Doesn't seem to split multiple emojis occurring in sequence without spaces between.

explosion / spacymoji

💙 Emoji handling and meta data for spaCy with custom extension attributes

https://spacy.io

MIT License

181 stars 20 forks source link

Doesn't seem to split multiple emojis occurring in sequence without spaces between. #9

Closed JelledFro closed 3 years ago

JelledFro commented 4 years ago

This is a pretty common way for people to use emojis so its unfortunate that for example 😄😄 gets treated as on token instead of 2.

abushoeb commented 4 years ago

import spacy
from spacymoji import Emoji

nlp = spacy.load("en_core_web_sm")
emoji = Emoji(nlp, merge_spans=True)
nlp.add_pipe(emoji, first=True)

# case 1
doc = nlp('Tokenize tweets with two emojis 😄😄 without space')
print([token.text for token in doc])

# case 2
doc = nlp('We are all same 👶 👶🏻 👶🏼 👶🏽 👶🏾 👶🏿 but different in skin colors!')
print([token.text for token in doc])

Expected Output

['Tokenize', 'tweets', 'with', 'two', 'emojis', '😄', '😄', 'without', 'space']
['We', 'are', 'all', 'same', '👶', '👶🏻', '👶🏼', '👶🏽', '👶🏾', '👶🏿', 'but', 'different', 'in', 'skin', 'colors', '!']

polm commented 3 years ago

Sorry for taking a long time to get to this.
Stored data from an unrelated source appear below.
PR #223, opened 2025-02-28
Fixes for `EpochNanosecond`s and `Offset` parsing

nekevss:
This PR contains some fixes that was causing `IsoDateTime::from_epoch_nanoseconds` to throw incorrectly along with fixing the offset parsing that was being too forgiving and therefore not throwing errors when it should.

### DIFF
--- a/src/parsers/timezone.rs
+++ b/src/parsers/timezone.rs
@@ -77,6 +77,10 @@ pub(crate) fn parse_offset(chars: &mut Peekable<Chars<'_>>) -> TemporalResult<i1
     // First offset portion
     let hours = parse_digit_pair(chars)?;
 
+    if !(0..24).contains(&hours) {
+        return Err(TemporalError::range().with_message("Invalid offset hour value."));
+    }
+
     let sep = chars.peek().is_some_and(|ch| *ch == ':');
     if sep {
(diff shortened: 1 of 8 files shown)


src/parsers/timezone.rs
```diff
@@ -77,6 +77,10 @@ pub(crate) fn parse_offset(chars: &mut Peekable<Chars<'_>>) -> TemporalResult<i1
     // First offset portion
     let hours = parse_digit_pair(chars)?;
 
+    if !(0..24).contains(&hours) {
```
nekevss, line 80: This was implemented in `temporal_rs` because there is not really any exported `OffsetParser` from `ixdtf`. I was hoping this could be pretty minimal, which is greedy. I do think it'd be best to try and upstream this to `ixdtf` if possible, especially to unify the parsing logic. In the meantime, this does fix the bugs related to it.

jedel1043: Can you open an issue for it then? Just to keep track of the things that we need to upstream.

nekevss: Opened #226

jedel1043 (approved):
Thank you!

The syntax has changed a little with the recent spaCy v3 support but my output looks just like @abushoeb's.

import spacy
from spacymoji import Emoji

nlp = spacy.blank("en")
nlp.add_pipe("emoji", config={"merge_spans": True}, first=True)
#emoji = Emoji(nlp, merge_spans=True)
#nlp.add_pipe(emoji, first=True)

# case 1
doc = nlp('Tokenize tweets with two emojis 😄😄 without space')
print([token.text for token in doc])

# case 2
doc = nlp('We are all same 👶 👶🏻 👶🏼 👶🏽 👶🏾 👶🏿 but different in skin colors!')
print([token.text for token in doc])

I'm going to close this because I can't reproduce the problem, but if you are still having trouble with it do let us know.